Appearing for the Centre, Solicitor General Tushar Mehta told a five-judge constitution bench headed by Chief Justice D Y Chandrachud that the apex court is dealing with a "very complex subject", which has a "profound social impact".
"The real question is who would take a call on what constitutes marriage and between whom," Mehta said on the fifth day of hearing.
He told the bench, also comprising justices S K Kaul, S R Bhat, Hima Kohli and P S Narasimha, that there would be ramifications on several other statutes which would need a debate in the society and also in various state legislatures.
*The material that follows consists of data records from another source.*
PR #3016, opened 2024-10-09
Add resources to provenance

benjeffery:
## Description

Add optional `resources` to provenances along with a helper method to populate the field. This is intended for long-running processed such as tsinfer, where measuring the resources used across distributed pipelines is awkward and easier to do in the actual process that makes the tree sequence.

# PR Checklist:

### DIFF
--- a/python/tests/test_provenance.py
+++ b/python/tests/test_provenance.py
@@ -43,9 +43,6 @@ import tskit
 import tskit.provenance as provenance
 
 
-_start_time = time.time()
-
-
 def get_provenance(
     software_name="x",
     software_version="y",
@@ -231,11 +228,12 @@ class TestGetResources:
 
     def test_get_resources_values(self):
         delta = 0.1
-        resources = provenance.get_resources(time.time() - delta)
+        t = time.time()
+        resources = provenance.get_resources(t - delta)
         assert isinstance(resources["elapsed_time"], float)
         assert isinstance(resources["user_time"], float)
         assert isinstance(resources["sys_time"], float)
-        assert resources["elapsed_time"] >= delta
+        assert resources["elapsed_time"] >= delta - 0.001
         assert resources["user_time"] > 0
         assert resources["sys_time"] > 0
         if resource is not None:
@@ -272,7 +270,7 @@ class TestGetSchema:
     def test_form(self):
         s = provenance.get_schema()
         assert s["schema"] == "http://json-schema.org/draft-07/schema#"
-        assert s["version"] == "1.0.0"
+        assert s["version"] == "1.1.0"
 
 
 class TestTreeSeqEditMethods:
--- a/python/tests/test_provenance.py
+++ b/python/tests/test_provenance.py
@@ -1,6 +1,6 @@
 # MIT License
 #
-# Copyright (c) 2018-2020 Tskit Developers
+# Copyright (c) 2018-2024 Tskit Developers
 # Copyright (C) 2018 University of Oxford
 #
 # Permission is hereby granted, free of charge, to any person obtaining a copy
@@ -26,6 +26,14 @@ Tests for the provenance information attached to tree sequences.
 import json
 import os
 import platform
+import sys
+import time
+
+try:
+    import resource
+except ImportError:
+    resource = None  # resource.getrusage absent on windows
+
 
 import msprime
 import pytest
@@ -33,6 +41,9 @@ import pytest
 import _tskit
 import tskit
 import tskit.provenance as provenance
+
+
+_start_time = time.time()
 
 
 def get_provenance(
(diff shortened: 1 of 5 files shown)


benjeffery:
@jeromekelleher I'm not sure how library methods such as `simplify` that could be run as part of a larger process are going to record their `max_mem`.

python/tskit/provenance.py
```diff
@@ -72,6 +80,31 @@ def get_environment(extra_libs=None, include_tskit=True):
     return env
 
 
+def get_resources():
```
jeromekelleher, line 83: Do we want to do this here? I feel like this will get misused pretty badly as people won't realise that time is relative to when tskit got imported. It's only really appropriate in cases where the time is essentially the full life of the interpreter.

python/tskit/provenance.schema.json
```diff
@@ -45,6 +45,28 @@
...
+        },
+        "user_time": {
+          "description": "User time used in seconds.",
+          "type": "number"
+        },
+        "sys_time": {
+          "description": "System time used in seconds.",
+          "type": "number"
+        },
+        "max_mem": {
```
jeromekelleher, line 65: Let's make this ``max_memory`` here, I've commited this in sc2ts and the brevity doesn't really help.

python/tskit/util.py
```diff
@@ -216,7 +216,8 @@ def pack_arrays(list_of_lists, dtype=np.float64):
     """
     Packs the specified list of numeric lists into a flattened numpy array
     of the specified dtype with corresponding offsets. See
-    :ref:`sec_encoding_ragged_columns` for details of this encoding of columns
+    :ref:`sec_encoding_ragged_columns` for detThis information
```
jeromekelleher, line 219: Some collatoral damage?

jeromekelleher (commented):
I don't know if we want to get into the business of generating this in tskit, although I agree it would be nice to not have to redo it in libraries.

I guess we could require the ``start_time`` as a parameter, which would force users to generate a sensible one?

I think this is something that we don't expect to be recorded much, except in cases where there's a *lot* of resources involved. Msprime, for example, wouldn't bother with this.

benjeffery:
Yes, it was only when I went to add it to existing tskit methods I realised this was the wrong approach. I don't think adding it to all tskit methods is useful. 

I still think the method is useful though, how about I add the `start_time` argument and leave it undocumented?

jeromekelleher:
Sgtm

benjeffery:
@jeromekelleher Ok! Should be good to go.

python/tests/test_provenance.py
```diff
@@ -35,6 +43,9 @@
 import tskit.provenance as provenance
 
 
+_start_time = time.time()
```
jeromekelleher, line 46: Global value probably doesn't help with testing

python/tests/test_provenance.py
```diff
@@ -178,6 +220,33 @@ def test_libraries(self):
...
+    def test_used_resources_keys(self):
+        resources = provenance.get_resources(_start_time)
+        assert "elapsed_time" in resources
+        assert "user_time" in resources
+        assert "sys_time" in resources
+        if resource is not None:
+            assert "max_memory" in resources
+
+    def test_used_resources_values(self):
+        resources = provenance.get_resources(_start_time)
```
jeromekelleher, line 233: Something less fragile would be ``time.time() - delta``, and then test that elapsed time is >= delta.

python/tests/test_provenance.py
```diff
@@ -178,6 +220,33 @@ def test_libraries(self):
...
+        assert isinstance(resources["elapsed_time"], float)
+        assert isinstance(resources["user_time"], float)
+        assert isinstance(resources["sys_time"], float)
+        assert resources["elapsed_time"] > 0.0001
+        assert resources["user_time"] > 0.0001
```
jeromekelleher, line 238: Just do > 0 here, there will surely be cases there this fails in CI or whatever

python/tskit/provenance.py
```diff
@@ -27,6 +27,13 @@
 import json
 import os.path
 import platform
+import sys
+import time
+
+try:
+    import resource
+except ImportError:
```
jeromekelleher, line 35: I think it's just that the module doesn't exist on Win right? Otherwise check wouldn't work.

python/tskit/provenance.py
```diff
@@ -72,6 +79,24 @@ def get_environment(extra_libs=None, include_tskit=True):
...
+def get_resources(start_time):
+    # Returns a dict describing the resources used by the current process
+    times = os.times()
+    ret = {
+        "elapsed_time": time.time() - start_time,
+        "user_time": times.user + times.children_user,
+        "sys_time": times.system + times.children_system,
+    }
+    if resource is not None:
+        # Don't report max memory on Windows. We could do this using the psutil lib, via
```
jeromekelleher, line 91: This comment isn't accurate for tskit - I don't think we'd want a dependency on psutil.

python/tskit/provenance.py
```diff
@@ -72,6 +79,24 @@ def get_environment(extra_libs=None, include_tskit=True):
...
+        # psutil.Process(os.getpid()).get_ext_memory_info().peak_wset if demand exists
+        ret["max_memory"] = resource.getrusage(resource.RUSAGE_SELF).ru_maxrss
+        if sys.platform != "darwin":
+            ret["max_memory"] *= 1024  # Linux, freeBSD et al reports in KB, not bytes
```
jeromekelleher, line 95: Should be specific it's KiB not KB (10**3)

jeromekelleher (approved):
Spotted a few more things, but LGTM then.

We should get some wider input on this before adding to schema i guess, maybe do a shout out on Slack?

benjeffery:
Comments addressed in 06a41328

benjeffery:
@jeromekelleher feedback on slack was good, think we can merge now

jeromekelleher:
Let's do it. This is a really useful addition, great idea!

benjeffery:
@mergifyio rebase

Hearing in the matter is underway.
On the first day of hearing in the matter on April 18, the Centre had told the apex court that its preliminary objection on whether the court can at all go into this question or it would be essentially for the parliament to go into it be heard first.
The bench had told Mehta that the nature and tenability of preliminary objection will depend on the canvas the petitioners open up and the court wanted to have a view of their argument.
Mehta had said the subject with which the top court is dealing is virtually the creation of a socio-legal relationship of marriage which would be the domain of the competent legislature.
"When the subject is in the Concurrent List, we cannot rule out the possibility of one state agreeing to it, another state legislating in favour of it, another state legislating against it. Therefore, in absence of the states being not joined, the petitions would not be maintainable, that is one of my preliminary objections," he had said.
Mehta had said the preliminary objection was whether the court can at all go into this question or it would be essentially for the parliament to go into it.
On April 18, the bench had made it clear that it will not go into personal laws governing marriages while deciding these pleas and said the very notion of a man and a woman, as referred to in the Special Marriage Act, is not "an absolute based on genitals".
The Centre, in one of its affidavits filed in the apex court, termed the petitions a reflection of an "urban elitist" view for the purpose of social acceptance and said the recognition of a marriage is essentially a legislative function that the courts should refrain from adjudicating.
On April 19, the Centre had urged the top court that all states and Union Territories be made parties to the proceedings on these pleas, saying any decision on the issue without obtaining their view would render the present "adversarial exercise incomplete and truncated".
In a fresh affidavit filed in the apex court, the Centre had said it had issued a letter on April 18 to all the states inviting comments and views on the "seminal issue" raised in these petitions.
While hearing the matter on April 25, the bench had said Parliament undisputedly has the legislative power over issues raised in pleas seeking legal sanction for same-sex marriage and pondered over the "interstices" left open for it to exercise its power and till what extent.
The bench was faced with several consequential legal questions, such as adoption, succession, intestacy and laws governing pension and gratuity where a once legally-acknowledged spouse is the beneficiary, if it decides to legalise same-sex marriage.